WHAT IS BEING ASKED: The lines below that include "shortened" are to be found and copied.

Collection entries:
· · · · ·

PR #888, opened 2022-10-13
Modify the screen examples to import Screen from textual.screen

davep:
The surrounding text in the documentation states that Screen is imported from textual.screen, but the code was importing the class from textual.app. Further, I was getting warnings from pyright that I was using a class that wasn't exported from the module I was importing from.

### DIFF
--- a/docs/examples/guide/screens/screen01.py
+++ b/docs/examples/guide/screens/screen01.py
@@ -1,4 +1,5 @@
-from textual.app import App, Screen, ComposeResult
+from textual.app import App, ComposeResult
+from textual.screen import Screen
 from textual.widgets import Static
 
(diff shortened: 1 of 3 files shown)


willmcgugan (dismissed):

willmcgugan:
@davep Just noticed this will break the code highlghting feature in the docs.

If you search for those files in the docs (.md files), you will find those examples there. You will need to update the "hl_lines" attribute accordingly. 

You can run `make docs-serve` to confirm.

davep:
Thanks for pointing that out @willmcgugan -- now hopefully corrected.

willmcgugan (approved):
LGTM

PR #898, opened 2022-10-13
Reviewing CSS docs

davep:
Collection of tweaks and typo-fixes while reading through the CSS docs.


davep:
I think this is going to get a wee bit too large, so from now on I think I'll break this up into one PR per page.

docs/guide/app.md
```diff
@@ -141,7 +141,7 @@ You may have noticed that we subclassed `App[str]` rather than the usual `App`.
 --8<-- "docs/examples/app/question01.py"
 ```
 
-The addition of `[str]` tells Mypy that `run()` is expected to return a string. It may also return `None` if [App.exit()][textual.app.App.exit] is called without a return value, so the return type of `run` will be `str | None`. Replace the `str` in `[str]` with the type of the value you intend to call the exit method with.
+The addition of `[str]` tells mypy that `run()` is expected to return a string. It may also return `None` if [App.exit()][textual.app.App.exit] is called without a return value, so the return type of `run` will be `str | None`. Replace the `str` in `[str]` with the type of the value you intend to call the exit method with.
```
willmcgugan, line 144: TIL that mypy shouldn't be capitalized.

davep: Actually, I'm starting to question that; even in their own docs and on their own website I've seen mypy, Mypy, MyPy and of course My[Py].

docs/guide/devtools.md
```diff
@@ -23,7 +23,7 @@ You can run Textual apps with the `run` subcommand. If you supply a path to a Py
 textual run my_app.py
 ```
 
-The `run` sub-command assumes you have an App instance called `app` in the global scope of your Python file. If the application is called something different, you can specify it with a colon following the filename:
+The `run` sub-command will look to see if you have an `App` instance called `app` in the global scope of your Python file and will use that if it does. If not it will then look to see if there is a class that inherits from `App` and it will create and `run` an instance of that. Finally, you can specify the application instance to run with a colon following the filename:
```
willmcgugan, line 26:
```suggestion
The `run` sub-command will first look for a `App` instance called `app` in the global scope of your Python file. If there is no `app`, it will create an instance of the first `App` class it finds and run that.

Alternatively, you can add the name of an `App` instance or class after a colon to run a specific app in the Python file. Here's an example: 
```

willmcgugan (changes requested):
Great stuff. Love the attention to detail. Added an alternative wording re running apps.

willmcgugan (approved):
👍

PR #912, opened 2022-10-14
wait for mount

willmcgugan:
This PR should hopefully resolve the general class of issue where you can't query a child from a parent's `on_mount`

- Wait for composed children to be mounted, before mounting parent.
- Added a mount awaitable to allow awaiting self.mount.
- Allowed focus() to work from copose()


willmcgugan:
@darrenburns @davep Complex one. Deserves a deep dive.

davep:
> Complex one. Deserves a deep dive.

Coffee and whiteboard basics to problem to solution on Monday possible?

src/textual/app.py
```diff
@@ -1164,9 +1179,16 @@ def _start_widget(self, parent: Widget, widget: Widget) -> None:
         """
         widget._attach(parent)
         widget._start_messages()
-        widget.post_message_no_wait(events.Mount(sender=parent))
 
     def is_mounted(self, widget: Widget) -> bool:
```
darrenburns, line 1183: The difference between register and mount is confusing me - is registering simply "adding the widget to the registry", and mounting is "adding the widget to the DOM"?

Should this be `is_registered`?

src/textual/app.py
```diff
@@ -1110,15 +1129,15 @@ def _register_child(self, parent: DOMNode, child: Widget) -> bool:
 
     def _register(
         self, parent: DOMNode, *anon_widgets: Widget, **widgets: Widget
-    ) -> None:
+    ) -> list[Widget]:
         """Mount widget(s) so they may receive events.
```
darrenburns, line 1133:
```suggestion
        """Register widget(s) so they may receive events.
```

src/textual/app.py
willmcgugan: Pretty much. "register" is the internal name. "Mounting" is the full procedure which includes registering and sending events.

Should still be `is_mounted` since if it is in the registry the mount procedure will be complete.

src/textual/app.py
```diff
@@ -1008,23 +1011,36 @@ async def _process_messages(
...
+            self._running = True
+
+            try:
+                await self._process_messages_loop()
+            except asyncio.CancelledError:
+                pass
+            finally:
+                self._running = False
+                for timer in list(self._timers):
+                    await timer.stop()
```
darrenburns, line 1042: The timers get stopped inside MessagePump `_close_messages`, which gets called below. Do we need this loop here?

src/textual/app.py
```diff
@@ -1110,15 +1129,15 @@ def _register_child(self, parent: DOMNode, child: Widget) -> bool:
 
     def _register(
         self, parent: DOMNode, *anon_widgets: Widget, **widgets: Widget
-    ) -> None:
-        """Mount widget(s) so they may receive events.
+    ) -> list[Widget]:
```
darrenburns, line 1132: Could you update the docstring to include the new return type?

src/textual/app.py
```diff
@@ -696,21 +696,24 @@ def update_styles(self, node: DOMNode | None = None) -> None:
         self._require_stylesheet_update.add(self.screen if node is None else node)
         self.check_idle()
 
-    def mount(self, *anon_widgets: Widget, **widgets: Widget) -> None:
+    def mount(self, *anon_widgets: Widget, **widgets: Widget) -> AwaitMount:
```
darrenburns, line 699: Docstring needs update (especially since it's part of the public API)

darrenburns (commented):
A couple of docstrings need updating, and one question about code that looks redundant.

PR #929, opened 2022-10-16
Fixes a typo, changes a 'then' to 'when'

tsvenson:
I'm fairly sure it should be a "when" and not a "then" here.


willmcgugan (approved):

willmcgugan:
Thanks

PR #941, opened 2022-10-18
key bindings refactor

willmcgugan:
- Fixed footer click to run binding
- Takes in to account a widget's namespace when invoking bindings
- Adds "universal" keys which are processed first, but never sent to the focused widgert

### DIFF
--- a/src/textual/app.py
+++ b/src/textual/app.py
@@ -196,7 +196,7 @@ class App(Generic[ReturnType], DOMNode):
 
         self._logger = Logger(self._log)
 
-        self._bindings.bind("ctrl+c", "quit", show=False, allow_forward=False)
+        self._bindings.bind("ctrl+c", "quit", show=False, universal=True)
         self._refresh_required = False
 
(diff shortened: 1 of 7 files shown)


src/textual/app.py
```diff
@@ -1275,22 +1263,42 @@ def bell(self) -> None:
         if not self.is_headless:
             self.console.bell()
 
-    async def check_bindings(self, key: str) -> bool:
+    @property
+    def _binding_chain(self) -> list[tuple[DOMNode, Bindings]]:
+        """Get a chain of nodes and bindings to consider. Goes from focused widget to app, or
+        screen to app.
```
darrenburns, line 1269: To me "goes from focused widget to app" didn't make it clear that it goes via all the ancestors.

```suggestion
        """Get a chain of nodes and bindings to consider. If no widget is focused, returns the bindings from both the screen and the app level bindings. Otherwise, combines all the bindings from the currently focused node up the DOM to the root App.
```

darrenburns (approved):

PR #943, opened 2022-10-18
Try and better settle focus after a focused widget is removed

### LINKED ISSUE #939: stopwatch key presses stop working after remove with focus
From the `css` branch on version `0.2.0b7`, it looks like there is a bug in the `docs/example/tutorial/stopwatch.py` example or maybe something to do with focus. 

To reproduce, run `stopwatch.py`, use `tab` to focus the "Reset" button on the **_last_** stopwatch, and then press `r` to remove it. After this, the app no longer responds to any key presses, including `ctrl+c`. Using the mouse to click a button seems to get things working again.

davep:
Seeks to resolve #939.

### DIFF
--- a/src/textual/app.py
+++ b/src/textual/app.py
@@ -1419,12 +1419,12 @@ class App(Generic[ReturnType], DOMNode):
         widget = event.widget
         parent = widget.parent
 
-        widget.reset_focus()
-
         remove_widgets = widget.walk_children(
             Widget, with_self=True, method="depth", reverse=True
         )
         for child in remove_widgets:
+            if self.focused is child:
+                child.screen.focus_previous()
             await child._close_messages()
             self._unregister(child)
         if parent is not None:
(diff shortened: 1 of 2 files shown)


src/textual/app.py
```diff
@@ -1419,14 +1419,36 @@ async def _on_remove(self, event: events.Remove) -> None:
         widget = event.widget
         parent = widget.parent
 
-        widget.reset_focus()
-
-        remove_widgets = widget.walk_children(
-            Widget, with_self=True, method="depth", reverse=True
+        # Get the list of all the widgets that are about to be removed.
+        remove_widgets = list(
```
davep, line 1423: Note I've note made the suggested change to `walk_children` here (have it return a `list`) -- I didn't want to head off into a side-quest while working on this. If we're happy with this particular PR I'll then go tweak `walk_children` and come back and tidy this up.

davep:
Closed in preference to https://github.com/Textualize/textual/pull/954

PR #954, opened 2022-10-19
Try and better settle focus after a focused widget is removed (redux)

davep:
A new approach to solving #939, written to avoid the issues that https://github.com/Textualize/textual/pull/943 would have caused.

### DIFF
--- a/src/textual/app.py
+++ b/src/textual/app.py
@@ -1419,11 +1419,16 @@ class App(Generic[ReturnType], DOMNode):
         widget = event.widget
         parent = widget.parent
 
-        widget.reset_focus()
-
-        remove_widgets = widget.walk_children(
-            Widget, with_self=True, method="depth", reverse=True
+        remove_widgets = list(
+            widget.walk_children(Widget, with_self=True, method="depth", reverse=True)
         )
+
+        if self.screen.focused in remove_widgets:
+            self.screen._reset_focus(
+                self.screen.focused,
+                [to_remove for to_remove in remove_widgets if to_remove.can_focus],
+            )
+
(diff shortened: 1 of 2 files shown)


src/textual/screen.py
```diff
@@ -224,19 +225,51 @@ def focus_previous(self) -> Widget | None:
...
+            self.set_focus(None)
+            return
+
+        # Now go looking for something before it, that isn't about to be
+        # removed, and which can receive focus, and go focus that.
+        chosen: DOMNode | None = None
+        for candidate in reversed(
+            focusable_widgets[widget_index + 1 :] + focusable_widgets[:widget_index]
+        ):
+            if candidate not in avoiding and candidate.can_focus:
```
willmcgugan, line 267: I think that we can be sure that `candidate.can_focus` is True, can't we?

willmcgugan (approved):
Yep. Looks good! Just comments.

src/textual/screen.py
davep: Need a 🤦 as the real response here.

src/textual/app.py
```diff
@@ -1419,11 +1419,16 @@ async def _on_remove(self, event: events.Remove) -> None:
         widget = event.widget
         parent = widget.parent
 
-        widget.reset_focus()
-
-        remove_widgets = widget.walk_children(
-            Widget, with_self=True, method="depth", reverse=True
+        remove_widgets = list(
```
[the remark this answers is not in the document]
davep: Aye, already noted in 11ddcdd771f54576bd14f4b4ba96ec50e2d26014 on commit.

· · · · ·

FINISHED EXERCISE:
(diff shortened: 1 of 3 files shown)
(diff shortened: 1 of 7 files shown)
(diff shortened: 1 of 2 files shown)
(diff shortened: 1 of 2 files shown)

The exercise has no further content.